Jeffrey Gray, himself, as he tells us, a veteran traveler, has produced an intriguing and highly original study on the centrality of travel in post-World War II American poetry. Travel, as Gray defines it, means disorientation and destabilization, the loss of certainty and familiarity, the condition of homelessness. From Elizabeth Bishop, for whom ‘travel’ became the condition of life, to the exilic writing of Derek Walcott, the mental travels of John Ashbery, and the conception of travel as the hunt for a new language in Lyn Hejinian's Oxota, Gray provides us with our own critical journey through the realms of late-twentieth-century poetic consciousness. Most of the poets discussed here have been written about frequently, but Gray sheds genuinely new light on the momentum of their work.

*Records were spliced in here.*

PR #83, opened 2025-09-11
refactor: Refactor call vm for better readability

taofengliu:
- Add more comments for JeandleRuntimeRoutine.
- Rename some fields and functions related to call vm and refactor code to eliminate ambiguity between VM calls and routine calls
- Merge 'JeandleCallReloc' and 'JeandleCallVMReloc', add a call type in 'JeandleCompiledCall' for call vm.
- Add 'jeandle' to compilertype2name_tab, then we can see Jeandle compiled code are tagged with 'jeandle' in hs_err files.
- Split 'JeandleCompiledCall::call_site_size' to 'JeandleCompiledCall::call_site_size' and 'JeandleCompiledCall::call_site_patch_size'.

### DIFF
--- a/src/hotspot/share/jeandle/jeandleCompiledCode.hpp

—Marjorie Perloff, author of Wittgenstein's Ladder: Poetic Language and the Strangeness of the Ordinary

Jeffrey Gray’s remarkable book, Mastery’s End, carries the reader on an exhilarating journey down many unexpected paths. As a seasoned traveler and a wise literary critic, Gray explores the creative and inventive forms in which American poets have encountered and expressed their worlds. From Bishop’s Ouro Preto and Lowell’s 'mud smooth path' to Walcott’s 'Tropic Zone' and Ashbery’s 'sun-blackened landscape,' Gray reveals the dazzling variety and complexity of contemporary lyrics that express the fears, uncertainty, nostalgia, longing, and pleasures of perceiving the familiar, the new, the foreign, the unknown.

—Emory Elliott, University of California, Riverside

This volume allows the reader to meet these familiar poets on new ground, to hear texts in voices at once familiar and new.

Choice

Through Gray’s original and revealing readings of poems concerning travel, one learns much about the state of postmodernity.

Midwest Book Review

The close readings in Mastery’s End are so smart and so generous that one finishes the book hoping that Gray turns next to an even wider-ranging study of contemporary poetry.

American Literature

About the Author/Editor

JEFFREY GRAY is an associate professor of English at Seton Hall University.